PR #320, opened 2017-09-01
fix find_peaks to avoid error when no pmt signal after tmin

abotas:
There was very dumb bug in `find_peaks` that could cause irene to crash for 1 out of a few hundred or few thousand events depending on trigger conditions and irene.conf. find_peaks would raise an error when there was no pmt signal after tmin. 

This PR gives a small fix in python and cython `find_peaks` and is tested in both. The fix has also been checked by running IC-dev, with the fix, in canfranc and verifying that irene no longer crashes.

### DIFF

================================

▸ Required work: This task needs one value: the number of lines in the material above that contain the word "irene".

▸ Your response: 2